+++ RECORDS SUPPLIED

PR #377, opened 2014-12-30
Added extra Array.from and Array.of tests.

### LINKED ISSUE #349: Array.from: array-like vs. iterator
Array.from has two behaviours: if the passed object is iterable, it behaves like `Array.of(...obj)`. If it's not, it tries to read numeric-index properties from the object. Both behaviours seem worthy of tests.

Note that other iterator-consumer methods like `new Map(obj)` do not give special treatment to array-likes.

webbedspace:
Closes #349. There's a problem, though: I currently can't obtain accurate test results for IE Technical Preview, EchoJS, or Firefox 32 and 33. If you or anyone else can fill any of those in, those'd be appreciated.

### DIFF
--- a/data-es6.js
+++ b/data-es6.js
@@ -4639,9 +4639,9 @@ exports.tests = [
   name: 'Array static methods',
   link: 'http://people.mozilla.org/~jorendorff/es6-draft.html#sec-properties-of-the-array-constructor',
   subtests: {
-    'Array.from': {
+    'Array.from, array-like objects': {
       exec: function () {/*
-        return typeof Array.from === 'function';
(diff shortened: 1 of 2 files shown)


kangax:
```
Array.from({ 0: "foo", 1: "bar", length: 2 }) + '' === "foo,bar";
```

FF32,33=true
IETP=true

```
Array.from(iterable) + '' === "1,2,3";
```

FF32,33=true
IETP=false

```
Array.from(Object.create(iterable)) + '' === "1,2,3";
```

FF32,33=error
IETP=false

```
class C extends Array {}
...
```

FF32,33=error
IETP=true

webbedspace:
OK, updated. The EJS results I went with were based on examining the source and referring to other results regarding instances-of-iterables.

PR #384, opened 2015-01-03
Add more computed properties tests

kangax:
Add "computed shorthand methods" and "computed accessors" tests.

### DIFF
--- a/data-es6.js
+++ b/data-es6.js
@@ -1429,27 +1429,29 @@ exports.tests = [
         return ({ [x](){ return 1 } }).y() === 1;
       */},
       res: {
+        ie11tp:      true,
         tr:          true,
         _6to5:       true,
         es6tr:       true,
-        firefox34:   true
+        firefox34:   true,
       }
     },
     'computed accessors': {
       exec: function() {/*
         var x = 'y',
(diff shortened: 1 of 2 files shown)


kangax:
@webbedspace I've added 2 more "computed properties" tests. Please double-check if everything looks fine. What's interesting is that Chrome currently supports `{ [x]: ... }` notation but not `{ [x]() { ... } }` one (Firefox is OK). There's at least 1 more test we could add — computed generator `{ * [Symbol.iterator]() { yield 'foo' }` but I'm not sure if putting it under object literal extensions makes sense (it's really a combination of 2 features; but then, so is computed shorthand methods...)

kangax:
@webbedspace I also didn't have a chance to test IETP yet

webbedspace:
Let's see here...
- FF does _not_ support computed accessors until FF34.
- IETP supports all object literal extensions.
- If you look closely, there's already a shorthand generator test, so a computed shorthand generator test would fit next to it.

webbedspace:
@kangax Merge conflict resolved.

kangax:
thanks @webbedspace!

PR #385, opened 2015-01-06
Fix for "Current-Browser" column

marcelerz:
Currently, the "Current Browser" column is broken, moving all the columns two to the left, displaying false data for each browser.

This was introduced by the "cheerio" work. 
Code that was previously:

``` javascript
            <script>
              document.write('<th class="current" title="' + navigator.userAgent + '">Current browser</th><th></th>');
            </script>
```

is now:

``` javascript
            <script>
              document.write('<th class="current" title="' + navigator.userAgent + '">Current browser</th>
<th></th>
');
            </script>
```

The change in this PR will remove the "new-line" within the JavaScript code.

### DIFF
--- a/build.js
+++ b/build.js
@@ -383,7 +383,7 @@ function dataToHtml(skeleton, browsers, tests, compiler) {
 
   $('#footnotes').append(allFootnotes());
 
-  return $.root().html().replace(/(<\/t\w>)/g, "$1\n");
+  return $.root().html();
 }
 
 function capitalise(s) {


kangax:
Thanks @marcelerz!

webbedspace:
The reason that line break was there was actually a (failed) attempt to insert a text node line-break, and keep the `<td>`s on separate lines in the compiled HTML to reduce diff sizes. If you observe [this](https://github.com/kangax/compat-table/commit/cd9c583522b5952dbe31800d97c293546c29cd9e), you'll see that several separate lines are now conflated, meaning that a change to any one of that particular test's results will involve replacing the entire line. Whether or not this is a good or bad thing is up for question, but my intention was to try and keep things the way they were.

++++++
+++ RECORDS SUPPLIED

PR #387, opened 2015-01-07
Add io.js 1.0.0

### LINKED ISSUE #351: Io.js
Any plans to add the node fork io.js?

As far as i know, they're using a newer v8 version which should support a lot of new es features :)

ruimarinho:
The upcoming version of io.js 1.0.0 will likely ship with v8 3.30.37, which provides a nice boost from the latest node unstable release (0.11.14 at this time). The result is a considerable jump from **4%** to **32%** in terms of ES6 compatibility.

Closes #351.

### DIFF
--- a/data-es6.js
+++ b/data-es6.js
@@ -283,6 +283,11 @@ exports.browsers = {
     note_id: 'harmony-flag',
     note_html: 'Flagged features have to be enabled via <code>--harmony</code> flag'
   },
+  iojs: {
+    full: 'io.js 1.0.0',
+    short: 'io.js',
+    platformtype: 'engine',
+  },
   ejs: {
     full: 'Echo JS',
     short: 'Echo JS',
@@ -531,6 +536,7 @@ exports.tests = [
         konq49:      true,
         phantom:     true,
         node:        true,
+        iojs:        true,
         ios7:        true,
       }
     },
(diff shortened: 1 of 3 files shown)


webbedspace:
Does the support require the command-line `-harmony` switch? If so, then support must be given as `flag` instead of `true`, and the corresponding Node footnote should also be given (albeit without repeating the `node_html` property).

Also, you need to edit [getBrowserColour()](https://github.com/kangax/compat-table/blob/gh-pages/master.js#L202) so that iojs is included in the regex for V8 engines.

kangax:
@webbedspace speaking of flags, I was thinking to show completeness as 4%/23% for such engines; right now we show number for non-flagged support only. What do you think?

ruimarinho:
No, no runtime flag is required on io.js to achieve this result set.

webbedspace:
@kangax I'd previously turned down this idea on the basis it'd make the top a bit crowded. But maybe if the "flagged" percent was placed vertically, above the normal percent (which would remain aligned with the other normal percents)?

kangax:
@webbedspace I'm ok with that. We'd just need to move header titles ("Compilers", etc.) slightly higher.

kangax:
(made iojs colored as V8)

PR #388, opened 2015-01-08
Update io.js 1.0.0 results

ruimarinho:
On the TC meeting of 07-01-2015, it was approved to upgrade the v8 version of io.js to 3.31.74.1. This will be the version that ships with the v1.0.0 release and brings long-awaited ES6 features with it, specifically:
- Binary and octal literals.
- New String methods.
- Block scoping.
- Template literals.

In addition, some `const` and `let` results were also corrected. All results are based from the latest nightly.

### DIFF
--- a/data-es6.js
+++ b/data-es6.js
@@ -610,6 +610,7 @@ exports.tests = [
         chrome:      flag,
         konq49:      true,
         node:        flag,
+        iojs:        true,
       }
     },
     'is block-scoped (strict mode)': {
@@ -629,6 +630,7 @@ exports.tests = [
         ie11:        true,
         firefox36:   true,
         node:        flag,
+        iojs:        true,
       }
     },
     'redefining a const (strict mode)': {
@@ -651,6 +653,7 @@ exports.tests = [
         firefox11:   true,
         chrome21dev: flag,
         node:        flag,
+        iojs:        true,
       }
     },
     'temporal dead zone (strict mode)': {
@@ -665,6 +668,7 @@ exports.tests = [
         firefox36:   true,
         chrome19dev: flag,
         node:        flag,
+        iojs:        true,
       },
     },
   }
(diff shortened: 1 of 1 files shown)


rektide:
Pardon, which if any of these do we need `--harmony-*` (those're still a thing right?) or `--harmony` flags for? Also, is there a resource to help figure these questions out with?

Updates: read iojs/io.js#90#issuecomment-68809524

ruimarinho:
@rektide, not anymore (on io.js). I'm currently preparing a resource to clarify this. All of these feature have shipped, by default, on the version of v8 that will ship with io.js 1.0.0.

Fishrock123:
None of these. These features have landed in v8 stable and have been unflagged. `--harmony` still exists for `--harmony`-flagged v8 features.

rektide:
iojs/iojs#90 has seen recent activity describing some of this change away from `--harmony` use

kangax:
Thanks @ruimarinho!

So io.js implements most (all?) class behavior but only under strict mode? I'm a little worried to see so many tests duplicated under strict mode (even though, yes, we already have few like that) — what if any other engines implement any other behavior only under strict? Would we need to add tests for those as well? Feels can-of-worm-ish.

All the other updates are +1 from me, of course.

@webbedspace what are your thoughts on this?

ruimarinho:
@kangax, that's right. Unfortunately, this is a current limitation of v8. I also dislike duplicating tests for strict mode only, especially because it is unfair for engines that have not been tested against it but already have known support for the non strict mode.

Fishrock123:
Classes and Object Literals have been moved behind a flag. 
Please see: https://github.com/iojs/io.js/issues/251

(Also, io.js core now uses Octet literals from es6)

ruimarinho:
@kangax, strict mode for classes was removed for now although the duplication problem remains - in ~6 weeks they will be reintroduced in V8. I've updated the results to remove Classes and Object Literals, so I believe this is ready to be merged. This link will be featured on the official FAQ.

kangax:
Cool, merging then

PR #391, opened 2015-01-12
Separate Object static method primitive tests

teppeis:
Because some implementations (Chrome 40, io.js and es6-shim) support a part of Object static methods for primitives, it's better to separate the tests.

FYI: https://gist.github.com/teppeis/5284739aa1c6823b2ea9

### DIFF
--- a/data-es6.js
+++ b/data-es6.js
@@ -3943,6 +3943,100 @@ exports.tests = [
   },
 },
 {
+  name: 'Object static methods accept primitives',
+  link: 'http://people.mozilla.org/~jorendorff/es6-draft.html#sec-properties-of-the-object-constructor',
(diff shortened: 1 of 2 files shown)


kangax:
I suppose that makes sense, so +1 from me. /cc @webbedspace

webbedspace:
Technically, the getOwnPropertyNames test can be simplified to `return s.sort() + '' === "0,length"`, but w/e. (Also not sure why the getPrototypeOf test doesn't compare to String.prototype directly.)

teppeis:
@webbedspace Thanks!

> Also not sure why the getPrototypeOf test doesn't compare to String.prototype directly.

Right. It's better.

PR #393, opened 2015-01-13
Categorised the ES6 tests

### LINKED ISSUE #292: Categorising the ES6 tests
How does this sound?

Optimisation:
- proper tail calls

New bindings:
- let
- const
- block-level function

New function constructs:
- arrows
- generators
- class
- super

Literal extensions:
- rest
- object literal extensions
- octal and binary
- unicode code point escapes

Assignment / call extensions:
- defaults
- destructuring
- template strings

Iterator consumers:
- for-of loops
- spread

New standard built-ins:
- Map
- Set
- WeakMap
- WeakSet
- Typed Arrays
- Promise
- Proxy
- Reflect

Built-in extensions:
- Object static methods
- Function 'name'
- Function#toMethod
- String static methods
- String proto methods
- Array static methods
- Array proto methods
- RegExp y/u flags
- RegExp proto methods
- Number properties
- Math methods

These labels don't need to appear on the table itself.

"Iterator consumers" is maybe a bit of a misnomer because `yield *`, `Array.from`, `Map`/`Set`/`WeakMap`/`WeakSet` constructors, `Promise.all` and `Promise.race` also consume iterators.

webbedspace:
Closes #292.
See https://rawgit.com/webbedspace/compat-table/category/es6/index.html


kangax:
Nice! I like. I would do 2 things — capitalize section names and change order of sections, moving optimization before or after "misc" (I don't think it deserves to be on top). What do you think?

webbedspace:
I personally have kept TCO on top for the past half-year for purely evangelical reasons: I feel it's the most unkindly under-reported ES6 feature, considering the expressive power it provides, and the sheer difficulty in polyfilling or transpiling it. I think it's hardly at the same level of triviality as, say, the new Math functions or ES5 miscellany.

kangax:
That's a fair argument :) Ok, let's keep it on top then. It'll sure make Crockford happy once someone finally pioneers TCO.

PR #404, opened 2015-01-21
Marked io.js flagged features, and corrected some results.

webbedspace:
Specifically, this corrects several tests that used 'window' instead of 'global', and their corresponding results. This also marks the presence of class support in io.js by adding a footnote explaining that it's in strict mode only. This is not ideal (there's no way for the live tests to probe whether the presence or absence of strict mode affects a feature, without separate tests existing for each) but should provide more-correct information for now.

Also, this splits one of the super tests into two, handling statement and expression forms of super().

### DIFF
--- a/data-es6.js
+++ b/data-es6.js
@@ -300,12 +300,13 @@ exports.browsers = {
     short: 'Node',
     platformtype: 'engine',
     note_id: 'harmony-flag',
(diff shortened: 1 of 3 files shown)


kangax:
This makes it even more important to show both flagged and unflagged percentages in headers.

++++++
+++ RECORDS SUPPLIED

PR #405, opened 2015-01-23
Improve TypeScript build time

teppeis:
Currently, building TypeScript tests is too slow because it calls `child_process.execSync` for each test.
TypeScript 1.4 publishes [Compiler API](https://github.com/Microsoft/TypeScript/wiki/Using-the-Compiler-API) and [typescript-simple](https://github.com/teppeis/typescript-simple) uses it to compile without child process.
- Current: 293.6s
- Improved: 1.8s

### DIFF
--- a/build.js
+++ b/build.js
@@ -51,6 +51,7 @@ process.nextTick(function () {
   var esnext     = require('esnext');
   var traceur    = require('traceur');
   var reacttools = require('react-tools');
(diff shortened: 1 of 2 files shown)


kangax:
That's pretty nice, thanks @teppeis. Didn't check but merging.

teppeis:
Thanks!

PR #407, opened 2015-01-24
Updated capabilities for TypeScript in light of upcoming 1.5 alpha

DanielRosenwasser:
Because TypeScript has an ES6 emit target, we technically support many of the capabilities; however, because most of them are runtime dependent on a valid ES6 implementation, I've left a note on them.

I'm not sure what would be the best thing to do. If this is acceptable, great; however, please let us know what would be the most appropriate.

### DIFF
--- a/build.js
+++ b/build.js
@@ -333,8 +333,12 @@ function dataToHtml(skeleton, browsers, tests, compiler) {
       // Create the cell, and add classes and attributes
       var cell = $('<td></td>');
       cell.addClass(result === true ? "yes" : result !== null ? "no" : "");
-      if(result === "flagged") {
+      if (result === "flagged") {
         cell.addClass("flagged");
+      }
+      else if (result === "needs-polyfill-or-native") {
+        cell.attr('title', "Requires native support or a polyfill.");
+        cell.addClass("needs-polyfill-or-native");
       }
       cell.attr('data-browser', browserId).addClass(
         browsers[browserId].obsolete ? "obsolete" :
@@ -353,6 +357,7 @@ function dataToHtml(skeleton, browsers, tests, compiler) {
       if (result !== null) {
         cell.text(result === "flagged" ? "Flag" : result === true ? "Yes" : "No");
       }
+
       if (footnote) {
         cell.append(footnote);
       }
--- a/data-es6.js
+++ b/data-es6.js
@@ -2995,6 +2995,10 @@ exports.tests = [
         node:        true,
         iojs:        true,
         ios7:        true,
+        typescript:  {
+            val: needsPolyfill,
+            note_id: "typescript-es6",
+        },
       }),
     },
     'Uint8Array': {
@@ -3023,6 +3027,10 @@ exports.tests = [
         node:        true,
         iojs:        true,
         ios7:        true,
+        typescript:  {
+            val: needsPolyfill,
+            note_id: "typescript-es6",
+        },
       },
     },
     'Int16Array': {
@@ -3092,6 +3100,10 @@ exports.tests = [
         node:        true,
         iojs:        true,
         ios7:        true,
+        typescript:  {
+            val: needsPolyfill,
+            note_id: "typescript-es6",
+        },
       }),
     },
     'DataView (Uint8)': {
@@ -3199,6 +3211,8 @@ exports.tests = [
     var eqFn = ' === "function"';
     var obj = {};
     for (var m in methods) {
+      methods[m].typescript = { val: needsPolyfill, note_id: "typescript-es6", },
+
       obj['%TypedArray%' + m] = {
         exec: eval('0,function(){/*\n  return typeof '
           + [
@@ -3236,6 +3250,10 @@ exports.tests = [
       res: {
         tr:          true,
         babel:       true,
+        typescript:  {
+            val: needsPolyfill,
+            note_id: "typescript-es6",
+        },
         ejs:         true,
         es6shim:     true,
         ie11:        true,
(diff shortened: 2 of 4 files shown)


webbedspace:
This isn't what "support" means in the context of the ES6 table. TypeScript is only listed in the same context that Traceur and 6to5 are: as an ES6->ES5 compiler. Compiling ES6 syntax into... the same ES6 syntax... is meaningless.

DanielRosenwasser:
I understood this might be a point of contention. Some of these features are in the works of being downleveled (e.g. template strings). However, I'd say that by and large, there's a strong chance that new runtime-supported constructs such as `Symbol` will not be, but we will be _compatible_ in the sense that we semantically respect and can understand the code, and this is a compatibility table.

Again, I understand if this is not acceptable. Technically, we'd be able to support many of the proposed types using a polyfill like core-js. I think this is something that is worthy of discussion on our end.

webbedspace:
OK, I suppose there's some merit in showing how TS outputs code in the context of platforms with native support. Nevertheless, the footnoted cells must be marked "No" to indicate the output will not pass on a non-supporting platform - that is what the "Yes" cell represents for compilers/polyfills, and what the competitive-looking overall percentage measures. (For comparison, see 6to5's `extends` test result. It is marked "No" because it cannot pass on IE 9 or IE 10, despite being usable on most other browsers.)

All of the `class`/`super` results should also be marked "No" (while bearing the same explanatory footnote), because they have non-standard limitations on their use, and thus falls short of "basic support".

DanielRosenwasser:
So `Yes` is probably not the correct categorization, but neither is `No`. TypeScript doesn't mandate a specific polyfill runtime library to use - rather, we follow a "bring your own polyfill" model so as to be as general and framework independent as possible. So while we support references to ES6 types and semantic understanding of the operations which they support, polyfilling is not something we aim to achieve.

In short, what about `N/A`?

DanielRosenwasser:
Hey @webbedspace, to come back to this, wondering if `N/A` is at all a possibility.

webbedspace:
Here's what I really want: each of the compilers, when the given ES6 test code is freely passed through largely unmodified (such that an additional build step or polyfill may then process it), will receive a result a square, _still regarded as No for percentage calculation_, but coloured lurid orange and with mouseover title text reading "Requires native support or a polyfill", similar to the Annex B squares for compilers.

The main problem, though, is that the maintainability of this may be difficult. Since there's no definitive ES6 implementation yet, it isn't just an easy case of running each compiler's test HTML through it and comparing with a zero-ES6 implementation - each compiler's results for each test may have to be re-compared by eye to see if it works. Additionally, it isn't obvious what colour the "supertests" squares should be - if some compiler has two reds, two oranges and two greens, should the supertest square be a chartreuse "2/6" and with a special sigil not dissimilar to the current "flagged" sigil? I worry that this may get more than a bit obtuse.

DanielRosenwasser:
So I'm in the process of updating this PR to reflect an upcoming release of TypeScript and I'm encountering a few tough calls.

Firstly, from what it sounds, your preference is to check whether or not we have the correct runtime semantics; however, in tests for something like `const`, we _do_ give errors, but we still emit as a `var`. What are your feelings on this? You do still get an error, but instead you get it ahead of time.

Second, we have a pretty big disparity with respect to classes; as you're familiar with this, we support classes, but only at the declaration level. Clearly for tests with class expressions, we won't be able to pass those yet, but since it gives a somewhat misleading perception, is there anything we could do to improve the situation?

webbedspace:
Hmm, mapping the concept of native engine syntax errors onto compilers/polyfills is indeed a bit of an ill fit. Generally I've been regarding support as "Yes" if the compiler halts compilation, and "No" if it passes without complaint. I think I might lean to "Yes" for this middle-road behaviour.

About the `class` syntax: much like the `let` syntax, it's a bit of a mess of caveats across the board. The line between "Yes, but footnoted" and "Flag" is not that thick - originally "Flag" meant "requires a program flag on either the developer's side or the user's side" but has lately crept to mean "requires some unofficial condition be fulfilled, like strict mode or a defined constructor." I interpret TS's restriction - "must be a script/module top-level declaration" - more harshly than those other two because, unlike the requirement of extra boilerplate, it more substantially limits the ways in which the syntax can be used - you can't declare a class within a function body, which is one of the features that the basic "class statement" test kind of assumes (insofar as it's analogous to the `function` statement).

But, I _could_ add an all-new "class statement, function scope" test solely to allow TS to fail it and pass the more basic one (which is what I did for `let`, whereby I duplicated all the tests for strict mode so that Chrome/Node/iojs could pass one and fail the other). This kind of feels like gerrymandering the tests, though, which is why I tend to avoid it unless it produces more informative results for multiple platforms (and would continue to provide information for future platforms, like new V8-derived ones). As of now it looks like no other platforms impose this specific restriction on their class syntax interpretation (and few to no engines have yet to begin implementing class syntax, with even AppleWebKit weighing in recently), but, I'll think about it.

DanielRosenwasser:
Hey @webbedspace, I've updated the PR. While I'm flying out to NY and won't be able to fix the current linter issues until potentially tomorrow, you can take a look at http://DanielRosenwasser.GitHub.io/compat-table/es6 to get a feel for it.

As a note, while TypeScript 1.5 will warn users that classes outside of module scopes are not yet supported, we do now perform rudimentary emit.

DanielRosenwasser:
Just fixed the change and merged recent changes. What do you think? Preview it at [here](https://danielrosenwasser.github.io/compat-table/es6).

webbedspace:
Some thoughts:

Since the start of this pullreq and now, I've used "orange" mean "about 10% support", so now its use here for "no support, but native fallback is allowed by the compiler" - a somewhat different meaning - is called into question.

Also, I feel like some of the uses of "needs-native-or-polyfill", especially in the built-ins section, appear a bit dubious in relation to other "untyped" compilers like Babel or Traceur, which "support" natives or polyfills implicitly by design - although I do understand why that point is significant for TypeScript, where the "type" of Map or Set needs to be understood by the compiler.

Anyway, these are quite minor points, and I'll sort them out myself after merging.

++++++

* **WHAT IS BEING ASKED**: Look above for the line with "Again, I understand" and the line with "Here's what I". Write out those two lines and all the lines between them, exactly, and no others.

* **TASK RESPONSE**:
Again, I understand if this is not acceptable. Technically, we'd be able to support many of the proposed types using a polyfill like core-js. I think this is something that is worthy of discussion on our end.

webbedspace:
OK, I suppose there's some merit in showing how TS outputs code in the context of platforms with native support. Nevertheless, the footnoted cells must be marked "No" to indicate the output will not pass on a non-supporting platform - that is what the "Yes" cell represents for compilers/polyfills, and what the competitive-looking overall percentage measures. (For comparison, see 6to5's `extends` test result. It is marked "No" because it cannot pass on IE 9 or IE 10, despite being usable on most other browsers.)

All of the `class`/`super` results should also be marked "No" (while bearing the same explanatory footnote), because they have non-standard limitations on their use, and thus falls short of "basic support".

DanielRosenwasser:
So `Yes` is probably not the correct categorization, but neither is `No`. TypeScript doesn't mandate a specific polyfill runtime library to use - rather, we follow a "bring your own polyfill" model so as to be as general and framework independent as possible. So while we support references to ES6 types and semantic understanding of the operations which they support, polyfilling is not something we aim to achieve.

In short, what about `N/A`?

DanielRosenwasser:
Hey @webbedspace, to come back to this, wondering if `N/A` is at all a possibility.

webbedspace:
Here's what I really want: each of the compilers, when the given ES6 test code is freely passed through largely unmodified (such that an additional build step or polyfill may then process it), will receive a result a square, _still regarded as No for percentage calculation_, but coloured lurid orange and with mouseover title text reading "Requires native support or a polyfill", similar to the Annex B squares for compilers.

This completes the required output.